What is being asked: An exact transcription of the lines below, from the first through the one containing "## Expected behavior", is the only output wanted.

Recorded data:
PR #2257, opened 2020-05-05
Fix builder-style injection in v3

### LINKED ISSUE #2259: `started` flag for fastify no longer set in v3 on ready()
## 🐛 Bug Report

In v3 running `fastify.ready()` no longer sets `fastify[kState].started` to `true`. This results in `lightMyRequest` Chain returned for a builder to be wrapped into a Promise and prematurely resolved, failing with an error.

## To Reproduce

https://github.com/fastify/fastify/pull/2257/files

## Expected behavior

Same code would work in v2. Since this is not listed as a breaking change in migration guide, I assume this is a regression rather than removal of deprecated feature.

## Your Environment

- *node version*: 12
- *fastify version*: 3.0.0-rc1

kibertoad:
fixes #2259.

#### Checklist

### DIFF
--- a/fastify.js
+++ b/fastify.js
@@ -333,8 +333,15 @@ function fastify (options) {
         else lightMyRequest(httpHandler, opts, cb)
       })
     } else {
-      return this.ready()
-        .then(() => lightMyRequest(httpHandler, opts))
+      return lightMyRequest((req, res) => {
+        this.ready(function (err) {
+          if (err) {
+            res.emit('error', err)
+            return
+          }
+          httpHandler(req, res)
+        })
+      }, opts)
     }
   }
 
--- a/test/inject.test.js
+++ b/test/inject.test.js
@@ -410,7 +410,7 @@ test('should throw error if callback specified and if ready errors', t => {
   })
 })
 
-test('should support builder-style injection', t => {
+test('should support builder-style injection with ready app', async (t) => {
   t.plan(3)
   const fastify = Fastify()
   const payload = { hello: 'world' }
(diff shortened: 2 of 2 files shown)


test/inject.test.js
```diff
@@ -58,6 +58,36 @@ test('inject get request', t => {
...
+  const payload = { hello: 'world' }
+
+  fastify.get('/', (req, reply) => {
+    reply.send(payload)
+  })
+
+  const startPromise = new Promise((resolve, reject) => {
+    fastify.ready((err, res) => {
+      if (err) {
+        reject(err)
```
Eomm, line 73:
```suggestion
        return reject(err)
```

kibertoad:
@mcollina This should be good to go now.

test/inject.test.js
```diff
@@ -409,3 +409,24 @@ test('should throw error if callback specified and if ready errors', t => {
...
+    .then(() => {
+      fastify
+        .inject().get('/').end()
+        .then((res) => {
+          t.deepEqual(payload, JSON.parse(res.payload))
+          t.strictEqual(res.statusCode, 200)
+          t.strictEqual(res.headers['content-length'], '17')
+        })
+    })
+})
```
mcollina, line 432: Could you add another test without the `.ready().then()`?

You can also switch this to async/await, as this is a v3 specific bug.

kibertoad: Done.

fastify.js
```diff
@@ -333,8 +333,15 @@ function fastify (options) {
         else lightMyRequest(httpHandler, opts, cb)
       })
     } else {
-      return this.ready()
-        .then(() => lightMyRequest(httpHandler, opts))
+      return lightMyRequest((req, res) => {
+        this.ready(function (err) {
+          if (err) {
+            res.emit('error', err)
```
Eomm, line 339: To test this part it should be enough to register a broken plugin:

```
fastify.register((instance, opts, next)=>{}) // not call next

try{
await fastify.inject().get()
}catch(err){
t.ok(err) // plugin timeout
}
```

kibertoad: Added test with plugin that explicitly returns error; otherwise we'd have to wait until plugin initialization times out, which takes some time, resulting in slower tests. Do you see any disadvantages to that approach?

Eomm: No, you had a better idea 👍

kibertoad:
@mcollina Are there any timelines for the next RC release?

mcollina:
Whenever we issue one, likely next week or this weekend.

PR #191, opened 2017-12-04
Fix expanding multibyte characters after $1-$9

siteshwar:
Resolves: rhbz#1256495


siteshwar:
Bug: https://bugzilla.redhat.com/show_bug.cgi?id=1256495

Patch: http://pkgs.fedoraproject.org/cgit/rpms/ksh.git/tree/ksh-20120801-mb-after-argvar.patch

krader1961:
LGTM. Merged.

PR #193, opened 2017-12-05
Fix a double fork when ksh is used as login shell

siteshwar:
Resolves: rhbz#1217236


siteshwar:
Bug: https://bugzilla.redhat.com/show_bug.cgi?id=1217236

Patch: http://pkgs.fedoraproject.org/cgit/rpms/ksh.git/tree/ksh-20120801-nohupfork.patch

krader1961:
Merged as commit 63a23132 with a fix to the function call to include the missing `shp` argument.

PR #195, opened 2017-12-06
Add install argument for all targets

siteshwar:
Enable installation for ksh, shcomp, libast, libcmd and libcoshell.


ignatenkobrain:
not sure if I like indentation, but adding install kwds is good ;)

siteshwar:
Fixed the indentation.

Response to this task:
PR #2257, opened 2020-05-05
Fix builder-style injection in v3

### LINKED ISSUE #2259: `started` flag for fastify no longer set in v3 on ready()
## 🐛 Bug Report

In v3 running `fastify.ready()` no longer sets `fastify[kState].started` to `true`. This results in `lightMyRequest` Chain returned for a builder to be wrapped into a Promise and prematurely resolved, failing with an error.

## To Reproduce

https://github.com/fastify/fastify/pull/2257/files

## Expected behavior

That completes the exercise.